### Exercise prompt
I'd like the number of lines in the material below that include the word "doesn", written with no other text.

════════════════════

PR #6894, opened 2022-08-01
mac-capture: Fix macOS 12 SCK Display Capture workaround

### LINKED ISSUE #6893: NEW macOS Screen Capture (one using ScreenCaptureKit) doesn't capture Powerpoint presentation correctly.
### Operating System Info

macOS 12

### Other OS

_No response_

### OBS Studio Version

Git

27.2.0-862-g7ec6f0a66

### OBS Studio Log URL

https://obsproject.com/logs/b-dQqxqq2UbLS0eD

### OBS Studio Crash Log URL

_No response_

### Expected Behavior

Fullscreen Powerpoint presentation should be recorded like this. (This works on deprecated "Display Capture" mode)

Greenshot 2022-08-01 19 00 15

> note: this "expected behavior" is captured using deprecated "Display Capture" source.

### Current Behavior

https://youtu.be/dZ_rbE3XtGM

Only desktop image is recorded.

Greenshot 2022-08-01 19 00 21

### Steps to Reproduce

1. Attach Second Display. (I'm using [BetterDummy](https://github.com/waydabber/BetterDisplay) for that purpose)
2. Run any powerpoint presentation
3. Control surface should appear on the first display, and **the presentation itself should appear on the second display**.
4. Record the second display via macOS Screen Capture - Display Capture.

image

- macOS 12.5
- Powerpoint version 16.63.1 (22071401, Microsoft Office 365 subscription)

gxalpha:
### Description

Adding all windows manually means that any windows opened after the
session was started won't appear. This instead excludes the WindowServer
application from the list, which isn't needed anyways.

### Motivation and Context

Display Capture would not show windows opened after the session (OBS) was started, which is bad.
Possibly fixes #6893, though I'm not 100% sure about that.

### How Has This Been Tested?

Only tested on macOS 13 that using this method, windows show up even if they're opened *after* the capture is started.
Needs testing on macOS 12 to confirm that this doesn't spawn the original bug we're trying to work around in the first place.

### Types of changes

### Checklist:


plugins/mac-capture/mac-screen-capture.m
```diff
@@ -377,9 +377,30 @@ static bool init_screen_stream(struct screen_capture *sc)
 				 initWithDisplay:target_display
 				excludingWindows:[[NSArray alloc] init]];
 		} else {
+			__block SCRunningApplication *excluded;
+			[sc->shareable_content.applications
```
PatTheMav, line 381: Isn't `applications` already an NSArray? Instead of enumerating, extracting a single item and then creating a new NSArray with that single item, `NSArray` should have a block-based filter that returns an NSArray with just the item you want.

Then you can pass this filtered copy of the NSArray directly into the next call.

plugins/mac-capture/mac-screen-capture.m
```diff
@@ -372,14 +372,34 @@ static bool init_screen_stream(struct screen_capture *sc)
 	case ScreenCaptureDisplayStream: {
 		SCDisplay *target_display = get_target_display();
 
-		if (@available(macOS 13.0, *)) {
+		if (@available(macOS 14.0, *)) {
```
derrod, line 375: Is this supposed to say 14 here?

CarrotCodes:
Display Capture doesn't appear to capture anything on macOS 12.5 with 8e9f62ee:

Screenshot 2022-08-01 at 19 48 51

════════════════════

### Solution to the exercise
3